De l’air du temps pandémique, entre technophobie et technophilie

Au Japon, les taux de CO2 sont mesurés et affichés dans les lieux intérieurs pour réduire la transmission de la COVID-19. Une technologie pourtant à la portée de tous les pays, mais peu déployée ailleurs.
Photo: Yasuyoshi Chiba Agence France-Presse Au Japon, les taux de CO2 sont mesurés et affichés dans les lieux intérieurs pour réduire la transmission de la COVID-19. Une technologie pourtant à la portée de tous les pays, mais peu déployée ailleurs.

On ne badine pas avec la qualité de l’air au Japon. Les relevés de concentration de CO2 y sont affichés en direct dans les salles de réunion des entreprises, dans les magasins et même dans les lieux de divertissement. Le principe justificateur tout simple et d’une stricte objectivité établit qu’une concentration trop élevée de CO2 dans un espace clos indique une mauvaise circulation de l’air et donc un risque accru de propagation de la COVID-19.

Les salles de cinéma et les salles de spectacle, comme leurs sites Web, sont équipées depuis 2020 de moyens de diffusion des relevés en temps réel. Le seuil acceptable se trouve en dessous de 1000 parties par million (ppm). En extérieur, la moyenne tourne autour de 400 ppm. Un concert expérimental mené en septembre 2020 à Tokyo a fait s’affoler les données, qui ont atteint des sommets de 10 000 ppm.

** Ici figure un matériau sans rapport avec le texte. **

PR #480, opened 2021-03-12
Added links to forums on sidebar and homepage footer

### LINKED ISSUE #479: Add link to forums
https://forum.momentum-mod.org/

Can use the `<nb-icon icon="people-icon">` icon from the [Eva Icons pack](https://akveo.github.io/eva-icons/#/?searchKey=people&type=fill).

vindow:
Closes #479

Let me know if the order of things should be changed in either area.


Gocnak (approved):
Looks good to me, if we ever get anal about how to place the icon we can revisit it later.

Issue #424, opened 2020-07-19
More CI improvements - caching builds


Hona:
From discussion with Gocnak, we decided to do the following to save some build time, as the build is ~15 minutes, and it would be nice to try to reduce this.

On PR:
- Travis:
   - Tests
- GitHub Action:
   - check cache for server/client stuff
   - install client dependencies
   - Build client:prod
   - yarn install server stuff?
   - cache server and client dependencies
   - output dist/ as artifact

On merge:
- GitHub Action (build Dockerfile):
   - Pull in cache for server dependencies
   - pull in client:prod build output (/dist/)
   - create local folders as Dockerfile sees fit for mounting
   - create Dockerfile with the server part of the Dockerfile as normal (build server packages using cache and mounted /dist/)

> Gocnak: And with a proper cache I'm expecting this to take no longer than 10 minutes combined, as the Travis build for the client only took 6 minutes, including caching things

Gocnak:
Status update on this:

#484 did a lot of great work to cache things, leading to the server tests taking under a minute, and client tests taking ~3-4 minutes. AngularBuild still happens (and catches things from time to time) but its output isn't used, which takes the longest time, ~8 mins.

Client "prod" build is now manually triggered and while it takes around 6 minutes, can't really do too much other than reduce dependencies in Angular somehow (same for AngularBuild).

Server docker file build takes under 2 minutes, which could be better with package caching there I think. Most of the time is actually building and publishing the dockerfile itself, so we would be shaving more of the `RUN yarn install` step there.


As we still have more work to do, this is pretty satisfactory for the time being. Maybe in the future (post backend TypeScript port) we can look into further caching gains, and make specific cards for the actions to take instead of monolithic mega ones like this one.

PR #484, opened 2021-04-03
Migrate tests to GitHub Actions

### LINKED ISSUE #465: Move Off of Travis CI
Their [new pricing scheme](https://travis-ci.com/plans) is abhorrent. Unfortunate change of leadership/ownership of their platform led to this. Move to GitHub actions, consider alternatives if Actions do not suffice for this repo.

strafe:
Closes #465.

I chose to emit the `Production Build` job as it is already covered by the new [`AngularBuild`](https://github.com/momentum-mod/website/blob/staging/.github/workflows/angularbuild.yml) action. A sample run of these workflows [can be seen on my fork](https://github.com/strafe/website/actions/runs/714690169).

[GitHub's Ubuntu runner environments have the default MySQL root user password set to `root`](https://github.com/actions/virtual-environments/blob/main/images/linux/Ubuntu2004-README.md#mysql). If this ends up being a problem for running tests locally, a condition in the shell script is probably the best course.


strafe:
Also worth noting that I didn't include caching in this workflow, GitHub actions has [a pretty powerful caching action](https://github.com/actions/cache). But it's likely out of the scope of this particular PR and relates more to #424.

.github/workflows/test.yml
```diff
@@ -0,0 +1,63 @@
...
+env:
+  NODE_ENV: test
+
+jobs:
+  client-tests:
+    name: Client Tests
+    runs-on: ubuntu-latest
+    strategy:
+      matrix:
+        node-version: [12.x]
```
Gocnak, line 20: Usually the matrix makes sense if we were some web library trying to be backwards compatible, but since our site will typically only use one version of node, it's safe to remove the matrix in favor of just one node version, in this case, 12.x.

Gocnak (changes requested):

.github/workflows/test.yml
strafe: @Gocnak I set it like this because that's how it appears in the existing `AngularBuild` workflow in this repo, I supposed it was because the site would be moving towards multiple versions soon so left it in. Should it be removed from one or both or none?

Gocnak:
Honestly you could add the caching to this PR if you'd like! Anything to optimize the build times haha.

.github/workflows/test.yml
Gocnak: They can be removed from both! I think it was left in the AngularBuild one by accident, we'll only have one node target yep.

.github/workflows/test.yml
```diff
@@ -0,0 +1,86 @@
...
+        cd ./client/
+        npm install -g @angular/cli && yarn install --prefer-offline
+        npm run test
+
+  server-tests:
+    name: Server Tests
+    runs-on: ubuntu-latest
+    strategy:
+      matrix:
+        node-version: [12.x]
```
Gocnak, line 54: Missed one!

strafe: > Missed one!

Haha, was saving it to trigger a second build to check the cache had saved for client tests but went down a rabbit hole of commits anyway 👀

strafe:
Assuming this set of tests pass, this should be good to go. I also ended up setting the workflows to not trigger when editing just Markdown files because that's a waste of build minutes. This can be expanded upon in the future in theory if someone wanted to gather a list of files that don't affect the build. Docs: https://docs.github.com/en/actions/reference/workflow-syntax-for-github-actions#onpushpull_requestpaths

Voilà donc de bons exemples de l’utilisation des nouvelles technologies dans l’intervention contre la crise pandémique. En comparaison, au Québec, il a fallu des mois et des mois de critiques, de controverses et de négociations pour que des mesures de test et d’amélioration de la qualité de l’air dans les écoles soient mises en branle. L’Ontario, de son côté, a acheté l’an dernier plus de 50 000 appareils de filtration à haute efficacité pour les particules de l’air.

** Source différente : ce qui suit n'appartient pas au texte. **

PR #485, opened 2021-04-05
💄 Custom Loading Spinner

### LINKED ISSUE #443: Consider replacing generic loading spinner with a momentum logo animation

jedso:
This PR replaces the generic loading spinner with a "breathing" loading animation using the MMOD logo. First thing I tried was making the logo spin, but imo it didn't look great. 

This animation obviously looks better the longer it plays, but even on fast page load I think it looks fine. Here's how it looks with a throttled connection:

https://user-images.githubusercontent.com/26863777/113566231-72f05a00-964b-11eb-8654-85bf6a09d84b.mp4

Closes #443.


TheNerdMan:
I'm working atm so sorry if I'm asking too many questions, I can't pull repos on to this machine to build and take a look locally. 
 - When is load() in nebular's spinner.service called? Is that an us thing or something that nebular is handling? 
 - Is there an event we can hook into here?
 - Is it better to just build our own loading.service to be used anytime anything is loading?
 - Is nebular open-source/open to fixes?

Basically just using the links provided in this message I'd say first option would be to create a class that gets applied to the body around the hideSpinner() fire time. That then fades in the body (using opacity like you said). Another option is to try messing around with !important on some classes to override the display: none on the style attribute. Its not ideal but at the end of the day nebular really shouldn't be setting style attribute. However this still has the problem that we have no event to listen for when hideSpinner() is fired.

Otherwise I really wouldn't bother using this as like you said, display: none is an awful way to hide elements on the page, especially by setting the style attribute of them.

Hona:
Where is this at? @jedso @TheNerdMan

tsa96:
Dead PR and anims aren't great, closing.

« On continue d’imposer aux non-vaccinés des mesures radicales, alors que la pandémie n’est pas de leur faute et que par ailleurs, on ne fait pas grand-chose de super intelligent pour endiguer la pandémie en général », affirme le professeur Damien Contandriopoulos, spécialiste des systèmes de santé à l’Université Victoria, qui cite lui-même le cas des contrôles de CO2 au Japon.

« Des mesures qui bénéficieraient à toute la population, comme l’adoption de normes beaucoup plus strictes sur la ventilation des lieux publics, des hôpitaux, des écoles, des centres commerciaux, seraient plus utiles. Sur les dix prochaines années, c’est probablement vers ça qu’on s’en va, sur des règlements obligeant par exemple la surveillance du taux de dioxyde de carbone lors de rassemblements à l’intérieur. »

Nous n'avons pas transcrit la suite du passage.